PR #1380, opened 2022-11-06
creat calndar

JasterHim:
https://JasterHim.github.io/layout_calendar/

https://JasterHim.github.io/layout_calendar/report/html_report/

### DIFF
--- a/src/styles/block/calendar.scss
+++ b/src/styles/block/calendar.scss
@@ -6,28 +6,25 @@
   padding: 0 $calendar__padding;
   gap: $calendar__gap;
 
-  @for $day from 1 to $calendar__month-length {
+  &__day {
+    @include square($calendar__size);
+    box-sizing: border-box;
+    background-color: #eee;
+    border: 1px solid black;
+    text-align: center;
+    line-height: 100px;
+    cursor: pointer;
+    transition: transform 1s;
 
-    &__day {
-      @include square($calendar__size);
-      box-sizing: border-box;
-      background-color: #eee;
-      border: 1px solid black;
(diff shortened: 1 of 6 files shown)


src/styles/block/calendar.scss
```diff
@@ -0,0 +1,46 @@
...
+
+    &__day {
+      @include square($calendar__size);
+      box-sizing: border-box;
+      background-color: #eee;
+      border: 1px solid black;
+      text-align: center;
+      line-height: 100px;
+      cursor: pointer;
+      transition: 1s;
```
TarasHoliuk:
```suggestion
      transition: transform 1s;
```
better to specify a property in transition

src/styles/block/calendar.scss
```diff
@@ -0,0 +1,46 @@
+.calendar {
+  width: $calendar__width;
+  display: flex;
+  flex-wrap: wrap;
+  margin: 10% auto;
+  padding: 0 $calendar__padding;
+  gap: $calendar__gap;
+
+  @for $day from 1 to $calendar__month-length {
```
TarasHoliuk: this loop is redundant

TarasHoliuk (changes requested):
GJ! But a few fixes are needed

src/styles/block/calendar.scss
vlad-demchuk: fix this comment

vlad-demchuk (changes requested):
check the previous comment

tetiana-ivanchenko (approved):

PR #1390, opened 2022-11-08
initial commit, calendar was added

Anastasia4sik:
- [DEMO LINK](https://Anastasia4sik.github.io/layout_calendar/)

### DIFF
--- a/src/index.html
+++ b/src/index.html
@@ -8,7 +8,7 @@
   </head>
 
   <body class="page">
-    <main class="calendar calendar--start-day--fri calendar--month-length--30">
+    <main class="calendar calendar--start-day--mon calendar--month-length--31">
       <div class="calendar__day"></div>
       <div class="calendar__day"></div>
       <div class="calendar__day"></div>
--- a/src/index.html
+++ b/src/index.html
@@ -7,6 +7,38 @@
     <link rel="stylesheet" href="./styles/main.scss">
   </head>
   <body>
-    <h1>Calendar</h1>
+    <main class="calendar">
+      <div class="calendar__day"></div>
+      <div class="calendar__day"></div>
+      <div class="calendar__day"></div>
+      <div class="calendar__day"></div>
+      <div class="calendar__day"></div>
+      <div class="calendar__day"></div>
+      <div class="calendar__day"></div>
+      <div class="calendar__day"></div>
+      <div class="calendar__day"></div>
+      <div class="calendar__day"></div>
+      <div class="calendar__day"></div>
+      <div class="calendar__day"></div>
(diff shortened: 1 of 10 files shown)


src/index.html
```diff
@@ -6,7 +6,40 @@
     <title>Calendar</title>
     <link rel="stylesheet" href="./styles/main.scss">
   </head>
-  <body>
-    <h1>Calendar</h1>
+
+  <body class="page">
```
Sveta-Kryukova, line 10: don't we need to do a separate BEM block for it?

src/styles/blocks/calendar.scss
```diff
@@ -0,0 +1,49 @@
...
+
+  &__day {
+    display: flex;
+    justify-content: center;
+    align-items: center;
+    @include square(100px);
+
+    text-align: center;
+    font-family: Arial, Helvetica, sans-serif;
+    font-size: 30px;
```
Sveta-Kryukova: maybe we can move it to normalize block

src/styles/main.scss
```diff
@@ -1,3 +1,6 @@
-body {
-  margin: 0;
-}
+@import "./utils/normalize.scss";
+@import "./utils/variables.scss";
+@import "./utils/functions.scss";
+@import "./utils/mixins.scss";
+
```
Sveta-Kryukova, line 6: also we need a reset block=)

src/styles/utils/variables.scss
```diff
@@ -0,0 +1,14 @@
...
+
+$days-name: (
+  mon:1,
+  tue:2,
+  wed:3,
+  thu:4,
+  fri:5,
+  sat:6,
+  sun:7,
+);
```
Sveta-Kryukova: I think that it is not a mistake but in video was another one, but as I told I don't sure that this is mistake)

Sveta-Kryukova (changes requested):

src/styles/main.scss
Anastasia4sik: As I understood it`s not necessary, but I`ll add it, thank you.

src/styles/main.scss
```diff
@@ -1,3 +1,8 @@
-body {
-  margin: 0;
-}
+@import "utils/normalize.scss";
+@import "utils/variables.scss";
+@import "utils/functions.scss";
+@import "utils/mixins.scss";
+@import "utils/reset.scss";
```
Sveta-Kryukova, line 5: we should firstly import reset.scss and than normalize.scss

Sveta-Kryukova (approved):

solaryasha (approved):
Good job!

PR #1415, opened 2022-11-09
calendar

grslckr:
- [DEMO LINK](https://grslckr.github.io/layout_calendar/)

### DIFF
--- a/src/styles/blocks/calendar.scss
+++ b/src/styles/blocks/calendar.scss
@@ -1,0 +1,48 @@
+.calendar {
+  display: flex;
+  flex-wrap: wrap;
+  width: $calendarWidth;
+  gap: $calendarGap;
+  padding-top: $calendarSide;
+
+  @each $number, $day in $days {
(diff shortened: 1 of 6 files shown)


lukacsja (approved):
nothing to say - i guess
nice one

src/styles/blocks/calendar.scss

----------------------------------------

TASK INSTRUCTIONS
Write out, from the lines above, only those from the line with "src/styles/utils/variables.scss" to the line with "--- a/src/styles/blocks/calendar.scss", exactly as given, including the first and the last.

RESPONSE
src/styles/utils/variables.scss
```diff
@@ -0,0 +1,14 @@
...
+
+$days-name: (
+  mon:1,
+  tue:2,
+  wed:3,
+  thu:4,
+  fri:5,
+  sat:6,
+  sun:7,
+);
```
Sveta-Kryukova: I think that it is not a mistake but in video was another one, but as I told I don't sure that this is mistake)

Sveta-Kryukova (changes requested):

src/styles/main.scss
Anastasia4sik: As I understood it`s not necessary, but I`ll add it, thank you.

src/styles/main.scss
```diff
@@ -1,3 +1,8 @@
-body {
-  margin: 0;
-}
+@import "utils/normalize.scss";
+@import "utils/variables.scss";
+@import "utils/functions.scss";
+@import "utils/mixins.scss";
+@import "utils/reset.scss";
```
Sveta-Kryukova, line 5: we should firstly import reset.scss and than normalize.scss

Sveta-Kryukova (approved):

solaryasha (approved):
Good job!

PR #1415, opened 2022-11-09
calendar

grslckr:
- [DEMO LINK](https://grslckr.github.io/layout_calendar/)

### DIFF
--- a/src/styles/blocks/calendar.scss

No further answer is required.